View this thread on: d.buzz | hive.blog | peakd.com | ecency.com
·@nutela·
0.000 HBD
Better learning through spoken words while reading subtitles
# Making #BeyondBitcoin more accessible for newbie's
And facilitate accelerated learning.

This one is for you @officialfuzzy. I consider this to be my contribution to the Whaletank which aired yesterday, Friday 18th August 2017. 

https://steemitimages.com/DQmTkMokSS17Wo17Yj36ZmwpfzCdqmqZEbcjBgsn4eTY3dj/U5dr9xK4wQ3BMFe4MubJguoJvhs1sYy_1680x8400.jpeg

# Introduction
I said to @officialfuzzy that I found it hard to keep up as someone who is quite new here. And I consider myself to be quite a *pro* having developed for iOS, I know my `bash`-fu and the crazy regular experessions. I've done graphics, User eXperience which I consider myself maybe best at. I compose and produced music. I've seen weird systems on my job for Air Traffic Control software, I loved BeOS, but I used Windows and Linux for work. Used fantastic window managers while having hefty debates. Focus Follow Mouse! I've seen a lot! But since 2009 I'm on Mac OS and there I got my most fun / work done. 
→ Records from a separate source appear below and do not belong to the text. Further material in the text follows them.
PR #1117, opened 2021-11-09
Update node-pool API to handle vpshere ipv6

### LINKED ISSUE #1116: Node Pool API does not support ipv6 on vSphere
**Bug description**
The node pool api does not properly set DHCP values for ipv4 and ipv6 as desired by an end user. Also node pools currently do not support customizing nameservers in vsphere.

- [x] APIs
- [ ] Addons
- [x] CLI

So having seen so many systems while I couldn't quite figure out the specifics of the #BeyondBitcoin show I figured it could be a good thing to transcribe what has been said and possibly make a summary of the talks.
 
>Yeah but the Whaletank turned out to be almost the *whole* day f***!
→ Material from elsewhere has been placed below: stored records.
PR #1118, opened 2021-11-09
bump CPI to version 1.22.3

nicolehanjing:
bump CPI to version 1.22.3

Fixes #

generating CPI configs for data values

### Release note

```release-note
bump CPI to version 1.22.3
```

### PR Checklist


alfredthenarwhal:
> @rajaskakodkar:  /test
Commit: 02a8b4f

Tests failed! Build no: 1029

pkg/v1/providers/ytt/vendir/vsphere_cpi/_ytt_lib/addons/packages/vsphere-cpi/1.22.3/bundle/config/overlays/update-daemonset.yaml
```diff
@@ -1,36 +1,43 @@
...
   annotations:
     kapp.k14s.io/disable-default-label-scoping-rules: ""
+    kapp.k14s.io/update-strategy: fallback-on-replace
 
 spec:
   template:
+    metadata:
+      labels:
+        #@overlay/match missing_ok=True
+        vsphere-cpi/data-values-hash: #@ sha256.sum(yaml.encode(values))
```
vijaykatam, line 20: Could we move this to an annotation?

nicolehanjing: @vijaykatam thanks for the review! 
We noticed that CSI also uses label: https://github.com/vmware-tanzu/community-edition/blob/main/addons/packages/vsphere-csi/2.4.0/bundle/config/overlays/update-csi-driver.yaml#L77
Is it okay to just use the label? As we are close to FC, if this needs to be changed, can we update it in the next version?

vijaykatam: The issue with sha256 value is it can exceed 63 characters(restriction for label values) so you need to trim it and also cast to string to account for the case where truncated string is all numeric and k8s throws an error complaining integer overflow. Also labels means k8s will index the label. CSI needs to be changed but since this is net new I would encourage to not add tech debt.

nicolehanjing: just want to double check - to update this, we will need to first update in tce repo, and then sync in framework repo and tkg-packages repo, right?

vijaykatam: Yep, also the daemonset will fail with the current code(due to label value validation) so a change would have been required either ways. 
Also acknowledge the pain for upstream and downstream, we are looking to remove CRS for CPI in a future release so you won't need to sync to framework repo. For tce repo and tkg-packages, we will investigate a cayman mirror or other alternatives.

nicolehanjing: gotcha, thanks for the info! We will make the change soon

lubronzhan: Hi @vijaykatam thanks for investigating it. I noticed that Annotation also has  [253 limitation](https://kubernetes.io/docs/concepts/overview/working-with-objects/annotations/#syntax-and-character-set) on the length, it just remit the problem but still we will have issue in the future. 
I think the long term solution is still to watch the secret of config map in controller. Or we gzip the string first then encode it..
Unless this is breaking our current bolt pipeline, I think it's better to at least to get the code in then fix the issue since we don't want to miss the code freeze, since updating all dependent PRs and running pipelines takes much more time and probably will block us from getting our bump in in time

vijaykatam: The ytt function `sha256.sum` will yield a string of 256 characters and it will break downstream pipeline if you try this change as is.

lubronzhan: Hi the sha256 will give out 256 bit not characters. which is 32 characters and we should be fine if we put it inside label

lubronzhan: Ok it's 64 characters in generated by ytt. so annotation should cover it, no need to truncate the sha

lubronzhan: Oh 253 length for label value, so there is no need to change 
https://kubernetes.io/docs/concepts/overview/working-with-objects/labels/#syntax-and-character-set @vijaykatam

vijaykatam:
```
Valid label value:

    must be 63 characters or less (can be empty),
```
sha265 ytt function returns more so needs to be trucated

nicolehanjing:
@vijaykatam can you help to review this PR? It's passing all the pipelines

pkg/v1/providers/ytt/vendir/vsphere_cpi/_ytt_lib/addons/packages/vsphere-cpi/1.22.3/bundle/config/overlays/update-daemonset.yaml
lubronzhan: Oh yes you are right so the key prefix could be 253, not the value, I got it wrong. And no length limitation for annotation value

vijaykatam (approved):

vijaykatam:
Just FYI, this change should only target 1.22 TKr.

# Cue the automation, YouTube vs. Watson vs. Google Docs
I've been experimenting with some **Speech to Text tools** today. Now I'm using IBM's Watson. Yes this has been spoken in. And I've also used Google Documents Voice input. Google doesn't create nice sententences however as Watson does.  You can try it live in Chrome. 

### Watson
![WatsonText.png](https://steemitimages.com/DQmNQC1sAYaL483cePGPX6A8Huasx6Tx1Z8AFWVopKjLJGh/WatsonText.png)


>In the backend, YouTube’s sound captioning system is based on a Deep Neural Network model the team trained on a set of weakly labeled data. Whenever a new video is now uploaded to YouTube, the new system runs and tries to identify these sounds. For those of you who want to know more about how the team achieved this (and how it used a modified Viterbi algorithm), Google’s own blog post provides more details.

--- Techcrunch

>Memo to Google and YouTube — Don’t rest on your laurels just yet
>* only has a single speaker, who speaks clearly and in a slow, consistent, monotonic and deliberate manner
>* has good quality audio and it doesn’t have any background noise or sound effects and / or music
>...
Most YouTube videos do not have these elements.
Rather they tend to have multiple speakers, rapid fire and often unintelligible dialogue, sound effects and background music and the list goes on and on.
In these circumstances, Google and YouTube’s auto-generated craptions will simply not be able to get anywhere near the magic 95% level that we have demonstrated above.

--- Medium

# YouTube - editing while listening
But the best and easiest by far, is maybe YouTube's _automatic captioning system_. Quite easy to upload the audio from the Whaletank which is hosted on *SoundCloud* but you can also make your own recording on *Mumble*. Mumble even allows you to record each speaker individually I guess to match up *volume* levels. This is called multitrack or multichannel in *mumble* speak.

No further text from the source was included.